Non c’è pace per le leggi elettorali confezionate dal Parlamento italiano: prima o poi, una bella ripassata alla Consulta gli tocca. Non ancora sanato il caos del Porcellum, adesso è il turno delle regole per il voto europeo.
Il tribunale di Venezia ha infatti appena accolto, rinviandolo alla Corte Costituzionale, un ricorso che mette in discussione alcuni punti della legge, primo fra tutti quello dello sbarramento al quattro per cento (ma anche il mancato equilibrio di genere, la disparità di trattamento delle minoranze linguistiche e la deroga alla raccolta di firme per presentare le liste). Una soglia che i giudici hanno definito nell’ordinanza “manifestamente irragionevole”, chiamando la Consulta a pronunciarsi.

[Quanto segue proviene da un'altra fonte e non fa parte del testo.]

PR #1078, opened 2024-12-21
fix(demo-auth): fix the user credentials storage when the username contains non aplhanumeric characters

gdorsi:
Fixes the user credentials storage when the username contains non aplhanumeric characters


pax-k:
LGTM!

gdorsi:
@pax-k 

Rewritten the fix to serialize the username using `btoa` and handle the migration from the old keys.
I've also added a test suite for DemoAuthMethod

PR #1079, opened 2024-12-21
Fix chat app dark mode

trishalim:


gdorsi:
Works great on dark mode!

Screenshot 2024-12-23 at 12 39 45

When testing I've noticed that the reiceved messages text color doesn't have enough contrast in the light mode:
Screenshot 2024-12-23 at 12 39 16

Reproduced also in the prod version so this is not a regression

examples/chat/src/main.tsx
```diff
@@ -25,9 +26,12 @@ function JazzAndAuth({ children }: { children: React.ReactNode }) {
...
-      <App />
-    </JazzAndAuth>
-  </StrictMode>,
+  <ThemeProvider>
+    <StrictMode>
+      <JazzAndAuth>
+        <App />
+      </JazzAndAuth>
+    </StrictMode>
+    ,
```
gdorsi: This extra comma is going to be rendered in the app

trishalim:
@gdorsi Thanks for testing! Fixed now.
image

PR #1092, opened 2024-12-27
feat: migrate to a request to join pattern

gdorsi:


aeplay (commented):
Would be great to add this as a third permission pattern to docs (direct add, invite link, request to join)

bensleveritt:
When someone requests to join, where does the invitation go?

PR #1103, opened 2024-12-30
feat: simplify the .create calls by accepting Account | Group as second param

gdorsi:
Making the CoValues creation less verbose by accepting the owner as second param:

```ts
      const orders = ListOfBubbleTeaOrders.create([], account);
      const draft = DraftBubbleTeaOrder.create(
        {
          addOns: ListOfBubbleTeaAddOns.create([], account),
        },
        account,
      );

      this.root = AccountRoot.create({ draft, orders }, account);
```

### DIFF
--- a/.changeset/loud-llamas-compare.md
+++ b/.changeset/loud-llamas-compare.md
@@ -1,0 +1,5 @@
+---
+"jazz-tools": patch
+---
+
+Simplify the .create calls by accepting directly "Account | Group" as second param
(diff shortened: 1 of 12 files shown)


aeplay (approved):
The original idea was to teach people about ownership just through the syntax alone, but it does get tedious - and the fact that it's a required parameter means you need to confront what it's for anyways. Thanks!

PR #1104, opened 2024-12-30
feat: top-level imports for Jazz react hooks

gdorsi:
Introducing top-level imports for Jazz react hooks:
- [The new way to setup Jazz](https://jazz-homepage-git-jazz-361-make-jazz-react-hooks-global-gcmp.vercel.app/docs/react/project-setup?_vercel_share=SJjWtKwQft6D0LxLSESncews97ZAWs19)
- Jazz hooks can now be imported from `jazz-react` e.g. `import { useAccount, useCoState } from "jazz-react";`

Using tantstack-router a example the type-sefety for custom Account schema is achieved by having this snippet in the App root:

```ts
declare module "jazz-react" {
    interface Register {
        Account: MyAppAccount;
    }
}
```

These changes are not backward compatible and the previous way of setting up Jazz with React.

Other changes:
- Moved the platform-agnostic code in a `jazz-react-core` package to share code between React DOM and React Native
- Added a `jazz-react/testing` module to simplify the writing of unit tests for components / hooks that use Jazz
- Added tests to cover the hooks logic
- Removed `useInboxListener` experimental hook. Haven't found a good use-case for it so removing it until the need comes up.
- Optimized useCoState to render only once if the value is available in-memory
- Updated the React docs


examples/chat/src/app.tsx
```diff
@@ -34,3 +38,13 @@ export function App() {
...
+
+createRoot(document.getElementById("root")!).render(
+  <ThemeProvider>
+    <StrictMode>
+      <JazzAndAuth>
+        <App />
+      </JazzAndAuth>
+    </StrictMode>
+  </ThemeProvider>,
+);
```
gdorsi, line 50: Had to move this from main because Vite was resolving `app.tsx` as main entry.

Before this was working because main was imported here

packages/jazz-tools/src/coValues/interfaces.ts
```diff
@@ -191,45 +190,59 @@ export function subscribeToCoValue<V extends CoValue, Depth>(
   id: ID<V>,
   as: Account | AnonymousJazzAgent,
   depth: Depth & DepthsIn<V>,
-  listener: (value: DeeplyLoaded<V, Depth>) => void,
+  listener: (value: DeeplyLoaded<V, Depth>, unsubscribe: () => void) => void,
   onUnavailable?: () => void,
+  syncResolution?: boolean,
```
gdorsi, line 195: Added the `syncResolution` option to use it to optimize the React and other frameworks subscriptions.

Didn't enable the syncResolution by default because it would have been a tricky breaking change

examples/book-shelf/README.md
```diff
@@ -38,4 +38,4 @@ If you have feedback, let us know on [Discord](https://discord.gg/utDMjHYg42) or
 
 By default, the example app uses [Jazz Cloud](https://jazz.tools/cloud) (`wss://cloud.jazz.tools`) - so cross-device use, invites and collaboration should just work.
 
-You can also run a local sync server by running `npx jazz-run sync` and adding the query param `?sync=ws://localhost:4200` to the URL of the example app (for example: `http://localhost:5173/?peer=ws://localhost:4200`), or by setting the `sync` parameter of the `<Jazz.Provider>` provider component in [./src/components/JazzAndAuth.tsx](./src/components/JazzAndAuth.tsx).
+You can also run a local sync server by running `npx jazz-run sync` and adding the query param `?sync=ws://localhost:4200` to the URL of the example app (for example: `http://localhost:5173/?peer=ws://localhost:4200`), or by setting the `sync` parameter of the `<JazzProvider>` provider component in [./src/components/JazzAndAuth.tsx](./src/components/JazzAndAuth.tsx).
```
trishalim, line 41: The readme for the other examples also need this change

homepage/homepage/app/docs/[framework]/[...slug]/project-setup/react.mdx
```diff
@@ -43,28 +15,32 @@ Currently, the recommended pattern to set up a React app with Jazz is to create
...
                 >
                     {children}
-                </Jazz.Provider>
+                </JazzProvider>
                 <PasskeyAuthBasicUI state={passKeyState} />
             </>
         );
     }
+
+    // Register the Account schema for type safety
```
Comment (aeplay) [inline homepage/homepage/app/docs/[framework]/[...slug]/project-setup/react.mdx]: Let's be more specific here

```suggestion
    // Register the Account schema so `useAccount` returns our custom `MyAppAccount`
```

Comment (aeplay) [reply homepage/homepage/app/docs/[framework]/[...slug]/project-setup/react.mdx]: And here: https://github.com/garden-co/jazz/pull/1104/files#diff-7546d93c0714a65185a6409209e5412cdd7ab1b64006bd2cf86fb5bdd4448e47R47

We need to change the sentence: remove "extracted and exported" and just call them Jazz hooks or sth like that

aeplay (approved):
Looks great, just a couple doc suggestions!

PR #1112, opened 2025-01-01
Create react starter app for create-jazz-app

trishalim:
This is now the first option for a starter when running create-jazz-app.
I've kept the chat app as a second option.

image

Todo

- [x] fix TS error
- [x] add changeset
- [ ] update docs


packages/create-jazz-app/src/config.ts
```diff
@@ -75,7 +75,11 @@ export const frameworkToAuthExamples: Partial<
   Record<FrameworkAuthPair, { name: string; repo: string | undefined }>
 > = {
   "react-demo-auth": {
-    name: "React + Jazz + Demo Auth",
+    name: "React + Jazz + Demo Auth + Tailwind",
+    repo: "garden-co/jazz/starters/react-demo-auth-tailwind",
+  },
+  "react-demo-auth-tailwind-chat": {
```
trishalim: @pax-k can you please help me with the TS errors here? Because the naming doesn't comply with the types.

gdorsi: Looks like the type wants the name to end with `auth`

gdorsi: Maybe it would be better to just remove the chat, having one preset should be enough

trishalim: Yeah, I can do that.

gdorsi:
@trishalim Is this PR ready?

gdorsi (approved):

aeplay (commented):
@trishalim @gdorsi would it make sense and be worth adding just a little bit of complexity to also add a private field to edit, so we set people up with a private account root as well?

This is often a source of confusion and having both profile and root set up would make the distinction clear.

trishalim:
@gdorsi It is ready but I don't want to merge it until Andrei is back on Monday in case I break `create-jazz-app` :D

@aeplay That makes sense!

PR #1115, opened 2025-01-01
React guide fixes

trishalim:
This was clickable but it doesn't work, and it looked like a bug. So I made it interactive.
image

Fix indents


gdorsi (approved):
Thanks for the fixes!

There are conflicts to fix

PR #1120, opened 2025-01-02
Add version history example app

trishalim:
image


packages/jazz-tools/src/coValues/coMap.ts
```diff
@@ -43,6 +43,7 @@ type CoMapEdit<V> = {
   ref?: RefIfCoValue<V>;
   by?: Account;
   madeAt: Date;
+  key?: keyof V;
```
trishalim: Is this correct?
Getting a type error
image

aeplay: you want `CoKeys<V>` https://github.com/garden-co/jazz/blob/1ca1d15639c8ab51e3ee84490c98015c76759640/packages/jazz-tools/src/coValues/coMap.ts#L570

But it seems very strange that the keys you're getting here sound like methods on Array?!

trishalim: That doesn't work
image

But it's a string here, so I will just use string.
https://github.com/garden-co/jazz/blob/1ca1d15639c8ab51e3ee84490c98015c76759640/packages/jazz-tools/src/coValues/coMap.ts#L161

aeplay (approved):

PR #1127, opened 2025-01-03
[react native] Fix permissions of messages and fix chat loading

tobiaslins:
- Fixes a bug where that prevented loading existing chats (from browser etc)
- Fixes permissions of messages created in a chat (same group as chat)


gdorsi (approved):
Thanks for the fix!

PR #1129, opened 2025-01-03
Add upgrade guides section to docs

trishalim:
Preview's not showing correctly for some reason (not the first time this happened) so here's a screenshot
image
Don't merge this until we have content


gdorsi:
Merging into next to have a starting point for the migration guides

PR #1131, opened 2025-01-06
Add new Briscola card game example

Elfo404:
Adds an example app implementing the [Briscola](https://en.wikipedia.org/wiki/Briscola) game using jazz, featuring an Inbox and a worker.

I think it's kinda ready for review, even though i can probably spend some more time making it nicer, and better handling some things


gdorsi:
Closing because we made a more minimal example for workers: https://github.com/garden-co/jazz/tree/main/examples/jazz-paper-scissors

PR #1139, opened 2025-01-07
feat(jazz-vue): simplify app setup and make composables available as top-level imports

gdorsi:
Introducing top-level imports for Jazz react hooks:
- [The new way to setup Jazz](https://jazz-homepage-git-top-level-imports-vue-gcmp.vercel.app/docs/vue/project-setup?_vercel_share=ZUhP5TYlAaibnKgIZmoEpFvp2pmEiF2N)
- Jazz composables can now be imported from `jazz-vue` e.g. `import { useAccount, useCoState } from "jazz-vue";`

Using tantstack-router a example the type-sefety for custom Account schema is achieved by having this snippet in the App root:

```ts
declare module "jazz-vue" {
    interface Register {
        Account: MyAppAccount;
    }
}
```

These changes are not backward compatible and the previous way of setting up Jazz with React.

Other changes:
- Added a `jazz-vue/testing` module to simplify the writing of unit tests for components / hooks that use Jazz
- Added tests to cover the hooks logic
- Optimized useCoState to render only once if the value is available in-memory
- Updated the Vue docs


homepage/homepage/app/docs/[framework]/[...slug]/groups/sharing.mdx
```diff
@@ -82,48 +82,3 @@ useAcceptInvite({
...
-<ContentByFramework framework="svelte">
-`useAcceptInvite` is exported from your Jazz app.
-
-<CodeGroup>
-```ts
-const Jazz = createJazzApp();
-export const { useAcceptInvite } = Jazz;
-```
-</CodeGroup>
-</ContentByFramework>
```
Comment (gdorsi) [inline homepage/homepage/app/docs/[framework]/[...slug]/groups/sharing.mdx:127]: Removed since with the top level import there is no need to give instructions on how to import the hook

lefthook.yml
```diff
@@ -1,6 +1,6 @@
 pre-commit:
   commands:
     check:
-      glob: "*.{js,ts,cjs,mjs,d.cts,d.mts,jsx,tsx,json,jsonc}"
+      glob: "*.{js,ts,cjs,mjs,d.cts,d.mts,jsx,tsx,json,jsonc,vue,svelte}"
```
gdorsi, line 4: Vue and Svelte files weren't auto formatted on commit

packages/jazz-vue/vite.config.ts
```diff
@@ -1,27 +1,27 @@
...
 import { defineConfig } from "vite";
 import dts from "vite-plugin-dts";
 
 export default defineConfig({
-  // @ts-expect-error types
-  plugins: [vue(), dts({ include: ["src/**/*.ts"], outDir: "dist" })],
+  plugins: [
+    vue(),
+    dts({ include: ["src/**/*.ts"], outDir: "dist" }),
+    depsExternal(),
```
gdorsi, line 11: Added this plugin to automatically mark all the dependencies as external files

Il film del Porcellum in qualche modo si ripete dunque, anche per via dei protagonisti: a presentare il ricorso (in sei diversi tribunali) è stato infatti l’avvocato Felice Besostri, lo stesso che insieme ai colleghi Aldo Bozzi e Claudio Tani ha già vinto dopo reiterati tentativi la battaglia per abbattere il Porcellum. Secondo il legale, la soglia del quattro per cento “contrasterebbe con il voto libero sancito dall’articolo 48 della Costituzione”. Tesi che i giudici hanno sposato, parlando “conflitto con i principi relativi all’uguaglianza e pari dignità nel diritto di voto”, e di una soglia che “non appare sostenuta da alcuna motivazione razionale che giustifichi la limitazione della rappresentanza". Il parlamento europeo, fanno infatti notare, “non ha il compito di dare fiducia ad alcun governo”, né ha un ruolo determinante nella produzione legislativa: non c’è dunque la necessità della cosiddetta “stabilità” che invece è la motivazione per introdurre gli sbarramenti.
Cosa succederà adesso? Secondo l’avvocato Besostri è più un problema di tempi che di sostanza. Nel merito, infatti, c’è già un precedente nella giurisprudenza costituzionale tedesca: anche in Germania, i giudici hanno abolito lo sbarramento del cinque per cento previsto dalla legge europea. Quanto all’Italia, però, è comunque assai difficile che la Consulta si pronunci entro il 25 maggio: i tempi dei lavori non sono mai brevi, di solito ci vogliono mesi per una sentenza. Peraltro, la prossima settimana non sono previsti lavori, quindi se ne parlerebbe comunque non prima del 19 maggio,a sei giorni dal voto.
Così, è altamente probabile che la sentenza arrivi dopo. E a quel punto in questione sarà la validità dell’elezione dei neoparlamentari europei: nel caso del Porcellum, il busillis è stato risolto lasciando in carica gli eletti.